▶ [REQUIRED ACTION]
Please report, as a bare number, how many lines below include the string "export".

▶ [STORED DATA]
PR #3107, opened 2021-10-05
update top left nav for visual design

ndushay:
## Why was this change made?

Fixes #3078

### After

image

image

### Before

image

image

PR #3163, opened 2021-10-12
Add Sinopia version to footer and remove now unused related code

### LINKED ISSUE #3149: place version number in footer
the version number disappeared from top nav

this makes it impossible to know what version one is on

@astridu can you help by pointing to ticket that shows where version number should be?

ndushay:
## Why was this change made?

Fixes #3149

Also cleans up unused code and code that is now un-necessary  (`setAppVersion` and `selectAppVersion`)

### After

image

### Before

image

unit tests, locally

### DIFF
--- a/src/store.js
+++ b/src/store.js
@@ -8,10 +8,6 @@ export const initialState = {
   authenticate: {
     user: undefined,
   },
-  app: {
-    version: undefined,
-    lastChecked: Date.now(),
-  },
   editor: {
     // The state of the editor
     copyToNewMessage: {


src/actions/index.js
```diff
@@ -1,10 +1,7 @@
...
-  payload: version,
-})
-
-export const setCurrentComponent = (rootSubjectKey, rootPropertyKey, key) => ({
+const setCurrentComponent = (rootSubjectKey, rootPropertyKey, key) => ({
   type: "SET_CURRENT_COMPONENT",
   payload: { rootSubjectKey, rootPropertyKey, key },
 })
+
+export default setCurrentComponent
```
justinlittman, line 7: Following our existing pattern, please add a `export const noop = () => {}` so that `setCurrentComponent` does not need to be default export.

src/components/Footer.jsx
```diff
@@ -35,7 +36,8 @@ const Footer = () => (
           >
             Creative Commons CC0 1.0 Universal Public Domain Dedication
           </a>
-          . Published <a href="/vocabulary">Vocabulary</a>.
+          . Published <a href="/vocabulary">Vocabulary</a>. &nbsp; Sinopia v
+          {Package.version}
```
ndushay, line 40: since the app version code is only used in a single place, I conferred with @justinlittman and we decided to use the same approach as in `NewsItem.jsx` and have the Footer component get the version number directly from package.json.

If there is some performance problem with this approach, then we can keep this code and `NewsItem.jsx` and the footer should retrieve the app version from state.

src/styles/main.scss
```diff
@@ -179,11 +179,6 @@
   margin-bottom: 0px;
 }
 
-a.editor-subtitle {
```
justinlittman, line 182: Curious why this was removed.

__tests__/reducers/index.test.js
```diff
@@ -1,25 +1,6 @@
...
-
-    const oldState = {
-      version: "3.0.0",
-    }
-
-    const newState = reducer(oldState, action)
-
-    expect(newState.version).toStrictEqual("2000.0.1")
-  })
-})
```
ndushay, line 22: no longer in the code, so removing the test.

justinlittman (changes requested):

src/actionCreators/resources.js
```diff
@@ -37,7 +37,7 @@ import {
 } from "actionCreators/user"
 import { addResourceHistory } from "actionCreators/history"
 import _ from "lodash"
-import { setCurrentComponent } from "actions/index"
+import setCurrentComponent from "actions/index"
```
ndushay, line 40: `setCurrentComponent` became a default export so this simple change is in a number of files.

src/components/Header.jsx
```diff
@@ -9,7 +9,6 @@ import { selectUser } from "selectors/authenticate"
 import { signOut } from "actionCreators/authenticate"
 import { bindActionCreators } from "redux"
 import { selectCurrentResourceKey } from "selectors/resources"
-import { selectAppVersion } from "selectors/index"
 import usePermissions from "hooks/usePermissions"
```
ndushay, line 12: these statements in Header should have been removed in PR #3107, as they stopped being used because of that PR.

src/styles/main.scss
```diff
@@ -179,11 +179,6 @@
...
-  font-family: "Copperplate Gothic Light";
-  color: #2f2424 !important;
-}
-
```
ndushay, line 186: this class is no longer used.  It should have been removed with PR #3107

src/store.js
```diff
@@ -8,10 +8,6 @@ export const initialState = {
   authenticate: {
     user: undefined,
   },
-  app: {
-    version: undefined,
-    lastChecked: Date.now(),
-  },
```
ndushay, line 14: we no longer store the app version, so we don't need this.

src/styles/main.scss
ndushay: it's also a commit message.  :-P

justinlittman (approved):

▶ [EXERCISE RESPONSE]
6